Japanese knotweed (Fallopia japonica)
Introduced: From Asia in the late 1800s; brought for ornamental use.
Key ID Feature: Bamboo-like stalks, large heart-shaped leaves, white flowers in late summer.
Interesting tidbit: In Asia, Japanese knotweed is a primary volcanic colonizer, sprouting up after a volcanic eruption. Japanese knotweed is also a source of resveratrol -- a compound currently being studied for its potential health benefits.
Note: Japanese knotweed may go by the older Latin name of Polyganum cuspidatum
This plant is illegal to sell, trade, move, plant, or share in Michigan, per Michigan's Natural Resources Environmental Protection Act (Part 413 of Act 451).
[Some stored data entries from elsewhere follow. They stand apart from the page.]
PR #1690, opened 2021-10-18
TSQL: Add #, @ to valid identifier characters

jpers36:
Naked identifiers in TSQL are allowed to have hash marks and at signs anywhere after the first character.  These are the things I discover as I test SQLFluff against an existing codebase without prior oversight.


tunetheweb:
Not sure we've overriden `code` before but looks to work fine.

PR #1694, opened 2021-10-18
TSQL: allow for semi-colon after BEGIN in a BEGIN/END block

jpers36:
TSQL: The BEGIN in a BEGIN/END block can be ended by a semi-colon.


jpers36:
@tunetheweb it's why I need a linter so badly!

PR #1744, opened 2021-10-25
Improve Parser Performance By Caching Values

WittierDinosaur:
This PR aims to deliver a performance boost to the parser. On this test file, parser time drops from 711 secs to 20secs:
https://github.com/HTTPArchive/almanac.httparchive.org/blob/main/sql/2019/performance/07_04d.sql

Yes, it removes a bunch of generators, and adds a cached property. The cached properties are now reset when __setattr__ is called on segments.

### Pull Request checklist
All current test cases pass


WittierDinosaur:
@alanmcruickshank @barrywhart @tunetheweb Can you guys take another look when you get the chance? I think I've now addressed everything that's been raised

alanmcruickshank (approved):
Nice. Thanks for taking the time to put this together 👍

tunetheweb (approved):
Can't comment too much on the hard code python code (will leave that to the real pythonistas!), but can't spot anything wrong.

And linting that big file goes from 40mins on my lowly powered Macbook to 4 mins! Amazing difference.

WittierDinosaur:
Fantastic! It'd be useful to know the breakdown of times between parser and linter for that file. Could you fire me the output of this?
```
python -m cProfile -s cumtime -m sqlfluff.cli.commands lint mybigfile.sql
```

barrywhart:
Great work!! 🎉💯

I took a look at performance one time and kinda got lost. Tuning recursive code feels very different than the stuff I've tuned in the past.

tunetheweb:
Before your fix: https://gist.github.com/tunetheweb/be324a51669a01731cec49fe16847832

After your fix: https://gist.github.com/tunetheweb/995756d807b733ce5dc190fc1e6b6ccb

What Problems Does It Cause?
Like other invasive plants in the top 20 for northwest Michigan, Japanese knotweed out-competes native plants and provides little food or other habitat for wildlife. Japanese knotweed is problematic for infrastructure as well, as it can sprout up through concrete and asphalt, spread quickly, and is difficult to eradicate. In Great Britain, knotweed infestations drastically lower property values and may even prevent sale or insurance. For these reasons, Japanese knotweed is one of the few prohibited plant species in Michigan. Although illegal to buy, sell, plant, or otherwise spread Japanese knotweed, occasionally it is still sold under other names, like “Michigan bamboo” and “pink fleece flower.” Japanese knotweed is very hardy and can tolerate ash, sulfur, and toxic gases in its native range. In addition, Japanese knotweed can tolerate high salinity, full shade, high temperatures, and drought.
What does Japanese knotweed look like?
Japanese knotweed is a perennial plant that can grow up to 10 feet high. The leaves are heart-shaped, alternate, and can reach 6 inches long and 5 inches wide. In the late summer the spiky sprays of green-white may be confused with pokeweed, but lacks the black berries of the native plant. In winter, knotweed is easy to identify by its persisting hollow red-brown stalks.
Other knotweeds, such as giant and Bohemian knotweeds, look similar, but are taller or have more spade-shaped leaves. All species are very invasive.
How do I manage Japanese knotweed?
Avoid planting or spreading Japanese knotweed (it’s illegal!), monitor natural areas for signs of knotweed, and report any plants found as soon as possible. Japanese knotweed is extremely difficult to treat; its deep root system and fragmenting abilities (it is able to sprout into a new plant from a small piece broken off the plant) make it nearly impossible to dig out; and many herbicides have proven ineffective. Consult with a professional to control this invader.